If it tasted great and the family was happy, then what the heck is wrong?

If it was tough, then you should have left it on longer.

Everything here on SMF is basicly a "rule of thumb". As w/all "meat", no two are alike.

Just my opinion, worth what it cost you.


----------



## fad3d (Jul 16, 2007)

One thing you may want to check is if the wood chunks are in direct contact with the heating element. I had a problem with the wood catching fire due to the contact for a while, which led to a spike in the heat. Then I slapped my forehead and covered up the element completely with lava rock and it helped. 

also, are you soaking the wood long enough before exposing them to the heat?


----------



## itsadryheat (Jul 16, 2007)

The brisket was tender, juicy, not bad at all. I just wonder how good it would be if it actually cooked "low -n- Slow"
I'll have to try wood chips, maybe in foil, to see if I can keep the temps down. What about covering the heating element with lava rocks? Think that may help?
Also, it was 108 to 110 degrees in Phoenix this past weekend, I suspect that will have some affect on the internal temp of the smoker.
All of you electric brinkman Gourmet smiker users out there, what have you done to regulate the heat? This has been an issue with the pork shoulder and salmon I smoked so far.


----------



## bigal (Jul 16, 2007)

If it was tender and juicy...............then what is the problem?  So what if it took 1/2 the time.  I'd be happy if I were you.

Your do'n fine by me, nobody said it HAS to take 1.5hrs/#.  

Your good, don't sweat it.


----------



## crownovercoke (Jul 16, 2007)

How deep was the smoke ring???  If the smoke flavor was fine then you had a successful smoke..  But on an electric smoker you will want to use smaller chips instead of the larger chunks.  And YES ambient temperature plays a big roll in the temp of your smoker... 

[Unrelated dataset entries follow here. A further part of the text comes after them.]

PR #2624, opened 2023-07-24
Remove checks that slow down plugin load and cause "Initializing plugin..."

iskhakov:
# What this PR does

* Removes "Initializing plugin.." message during load
* Removes black screen when plugin loads
* Removes wait for syncs between OnCall and Grafana
* Deprecates GET /status, POST /sync, GET /sync in favour of single POST /status

## Checklist


grafana-plugin/src/state/rootBaseStore/index.ts
```diff
@@ -211,25 +207,17 @@ export class RootBaseStore {
         }
       }
     } else {
-      const syncDataResponse = await PluginState.syncDataWithOnCall(this.onCallApiUrl);
```
joeyorlando, line 214: we can remove everything associated with `PluginState.syncDataWithOnCall`, it's only used here. As well as `PluginState.pollOnCallDataSyncStatus` and `PluginState._pollOnCallDataSyncStatus`.

I _believe_ this also means we can mark the `POST /api/internal/v1/plugin/sync` endpoint as deprecated as well. Which means the whole `PluginSyncView` is deprecated 🥳  (double check me on this, but I think this is the case)

joeyorlando (approved):

engine/apps/auth_token/auth.py
```diff
@@ -87,6 +87,12 @@ def authenticate_credentials(self, token_string: str, request: Request) -> Tuple
         except InvalidToken:
             raise exceptions.AuthenticationFailed("Invalid token.")
 
+        # TODO: decide if we want to add this check instead of doing in plugin sync
```
mderynck, line 90: I don't think we should check these here, auth is currently checking Grafana -> OnCall is allowed.  I don't think that should fail if Grafana <- OnCall isn't working.

engine/apps/grafana_plugin/views/status.py
```diff
@@ -1,19 +1,81 @@
...
+        # Check if current user is in OnCall database
+        user_is_present_in_org = PluginAuthentication.is_user_from_request_present_in_organization(
+            request, organization
+        )
+        # If user is not present in OnCall database, set token_ok to False, which will trigger reinstall
+        if not user_is_present_in_org:
+            token_ok = False
+
+        # Start task to refresh organization data in OnCall database with Grafana
+        plugin_sync_organization_async.apply_async((organization.pk,))
```
mderynck, line 62: The task itself does not set `api_token_status` so we should set it to PENDING here so that if multiple users are loading the plugin at the same time we don't build up unnecessary tasks.

iskhakov: add same as it was in POST /sync

grafana-plugin/src/containers/PluginConfigPage/PluginConfigPage.tsx
```diff
@@ -206,15 +211,26 @@ const PluginConfigPage: FC<OnCallPluginConfigPageProps> = ({
...
-      <ConfigurationForm onSuccessfulSetup={triggerDataSyncWithOnCall} defaultOnCallApiUrl={processEnvOnCallApiUrl} />
+      <ConfigurationForm onSuccessfulSetup={triggerUpdatePluginStatus} defaultOnCallApiUrl={processEnvOnCallApiUrl} />
     );
   } else {
     // plugin is fully connected and synced
+    const pluginLink = (
+      <LinkButton href={`/a/grafana-oncall-app/`} variant="primary">
+        Open Grafana OnCall
+      </LinkButton>
+    );
```
joeyorlando, line 222: 👍

grafana-plugin/src/state/rootBaseStore/index.ts
```diff
@@ -130,56 +128,63 @@ export class RootBaseStore {
...
    * Finally, try to load the current user from the OnCall backend
    */
   async setupPlugin(meta: OnCallAppPluginMeta) {
-    this.appLoading = true;
     this.initializationError = null;
     this.onCallApiUrl = meta.jsonData?.onCallApiUrl;
 
+    if (!FaroHelper.faro) {
+      FaroHelper.initializeFaro(this.onCallApiUrl);
+    }
```
joeyorlando, line 159: what's this for?

iskhakov: [Tracing](https://grafana.com/oss/faro/)

joeyorlando: right. I just wasn't sure why this line was all of a sudden being added here but now I see it was removed [here](https://github.com/grafana/oncall/pull/2624/files#diff-c75a16456e6f502bc9eeb90ae7c381d244ded9046ac876186f5834734947b566L270). makes sense 👍

teodosii (approved):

But all in all Congrats on your ability to adapt and on the good smoke

Oh by the way.. Post pics next time we like that...


----------



## smokehouse lanny (Jul 16, 2007)

The 13.75 # Packer I did this weekend went on the smoke at 225* for 5 hours, in the foil at 200-210* for 10 hours. Seperated flat from point and let cool for 90 minutes then sliced on the meat slicer. Flat sliced well at .25 in. but point went to .5 in. to get a slice and it was still falling apart but was moist and tender and tasty. When time to foil I put it in a foil sheet pan with 1/2 cup apple juice and 12 oz. can of brew.
	

	
	
		
		



		
		
	


	





 Good Eats!
	

	
	
		
		



		
		
	


	









 Oh oh, this thread is about kilowatts not gasser offsets.
	

	
	
		
		



		
		
	


	





 Oh well, I said what I said, tadoot, tadoot.


----------



## deejaydebi (Jul 16, 2007)

Welcome Itsa -

Sounds like you did have a good smoke! Sometimes those briskets are tough as shoe leather if not cooked slow so learning to control the heat will help in the future. Enjoy!


----------



## bbq bubba (Jul 17, 2007)

Hey dry heat, first thing, lets get a name or nickname for ya
	

	
	
		
		



		
		
	


	




I have the same unit, it usually sits at 245* all day every day, heat may not have helped, i've done a 11# brisket in 7 hrs but you beat that
	

	
	
		
		



		
		
	


	





 Soak the chunks and only use 2 or 3 small pieces at a time.
Use Al's theory on doneness 
	

	
	
		
		



		
		
	


	





 Did you use the water pan?
I'll try to help as best i can but it sounds like it was a good brisket!


----------



## bigal (Jul 17, 2007)

Let's call him Tom.  Don't know why.  Tom is a good one.  Itsadryheat Tom.  Has a ring to it......


----------



## bbq bubba (Jul 17, 2007)

Works for me!


----------



## deejaydebi (Jul 17, 2007)

That's only the second member we've named I think. The first as recall was Big Turd ...


----------



## chris_harper (Jul 17, 2007)

my smoker cooks briskets closer to 1 hour per pound. they still come out very good. everyone at work that has tasted my brisket say i know how to smoke a brisket. they tell everyone else that.


----------



## gypsyseagod (Jul 17, 2007)

food is a relative thing ... i learned in the navy - food is something to keep ya alive (try the usaf  survival course). but anyway - foil, oven, etc ain't cheating if yer cooking fer money.it's all about the taste & the plate & presentation.. ya can go to the best rest. in the country & get a purty plate for $300- me i'm all about tender and a  purty plate ( thats a full one)- thats just me ....


----------



## jimboslice (Nov 26, 2014)

i use a smoker all the time and cooking at 225 even is way to hot.  you want to slow cook it no more than 175.  I smoke mine at 150 MAX.  i like the 6 hour smoke minimum.  The 8-12 hour smoke is the best but required every 2 hour injections and oiling.  Not that big of deal. Problem with smoking is dries meat out, so the more injections, the better. also, brining is the best way to keep meat moist.


----------



## oldschoolbbq (Nov 29, 2014)

I do have a suggestion , Play with your Smoker and find out how it works , ( does it spike at times , hold temp well , vent well and anything you could think of... learn your Unit) . Do Chickens till you're sick

of them , then graduate to Butts (veryforgiving and a great teacher) . When you can do a good job with these , then go do another Brisket.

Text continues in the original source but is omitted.